Общительный, склонный к знакомству в пути, Евгений Иванович путь начинал в одиночестве. Надеялся на вагон-ресторан, но его не спешили открыть. На станции Волховстрой торговали пивом. Евгений Иванович сбегал, как пассажир дальнего следования, в домашних туфлях, в спортивных брюках, в майке. Пива принес. Достал из авоськи продукты — колбасы, огурцов, яичек, хлеба, соли, масла достал. Ничего не забыл. С огурцов он тщательно срезал шкурку. Поужинал. Проводник в белой, еще не запачкавшейся куртке принес два стакана чаю и вафель.

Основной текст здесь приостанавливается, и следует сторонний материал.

PR #278, opened 2020-03-16
eglCreateWindowSurface() can only be called with an instance of Surface

tobrun:
Fixes a crash: "eglCreateWindowSurface() can only be called with an instance of Surface, SurfaceView, SurfaceHolder or SurfaceTexture at the moment"

`<changelog>Fixed a crash that might occur during EGL window surface creation.</changelog>`

### DIFF
--- a/MapboxGLAndroidSDK/src/main/java/com/mapbox/mapboxsdk/maps/renderer/textureview/TextureViewRenderThread.java
+++ b/MapboxGLAndroidSDK/src/main/java/com/mapbox/mapboxsdk/maps/renderer/textureview/TextureViewRenderThread.java
@@ -1,9 +1,11 @@
 package com.mapbox.mapboxsdk.maps.renderer.textureview;
 
 import android.graphics.SurfaceTexture;
+
 import androidx.annotation.NonNull;
 import androidx.annotation.Nullable;
 import androidx.annotation.UiThread;
+
 import android.view.TextureView;
 
 import com.mapbox.mapboxsdk.log.Logger;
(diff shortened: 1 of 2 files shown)


MapboxGLAndroidSDK/src/main/java/com/mapbox/mapboxsdk/maps/renderer/textureview/TextureViewRenderThread.java
```diff
@@ -390,7 +392,7 @@ boolean createSurface() {
 
       // Create an EGL surface we can render into.
       TextureView view = textureViewWeakRef.get();
-      if (view != null) {
+      if (view != null && view.getSurfaceTexture() != null) {
```
chloekraw: LGTM, though noting that Android docs generally recommend using the listener instead to ensure the SurfaceTexture is not just present but also available: 

> A TextureView's SurfaceTexture can be obtained either by invoking `getSurfaceTexture()` or by using a `SurfaceTextureListener`. It is important to know that a SurfaceTexture is available only after the TextureView is attached to a window (and `onAttachedToWindow()` has been invoked.) It is therefore highly recommended you use a listener to be notified when the SurfaceTexture becomes available.

ref: https://developer.android.com/reference/android/view/TextureView

tobrun: We actually do use `SurfaceTextureListener` to obtain and destroy the `TextureSurface` in `TextureViewRenderThread`. The code above is being executed in the EGLHolder, which doesn't have access to wrapping TextureViewRenderThread. In this case we don't need the actual instance of SurfaceTexture, just validating state is enough here.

Сосед опять забежал, но единственно для того, чтобы взять из кармана плаща перочинный ножик. Присел на мгновенье, поговорил — об искусстве, литературе. О Евтушенко, Шолохове. Почему Шолохов новых романов не пишет, почему Евтушенко молчит? Вскочил, побежал.
Ночью Евгений Иванович не заметил, когда стало холодать, когда поезд из жары в стужу переехал, когда пересек экватор, собственно, не экватор — Полярный круг. Но и до Полярного круга за одну ночь не доехать, не говоря об экваторе. Да и граница между теплом и холодом едва ли была. Евгений Иванович в окно не смотрел, крепко спал. Если бы и смотрел, все равно на ходу, даже и не слишком ходком, не разглядишь, как листки на березах становились все меньше и меньше — то есть моложе — и зелень их ярче, свежей. Поезд начал путь летом, в жару; подвигаясь в пространстве на север, он во времени двигался вспять, возвращался в весну. Весною на севере зябко, особенно ночью. Даже и белой ночью.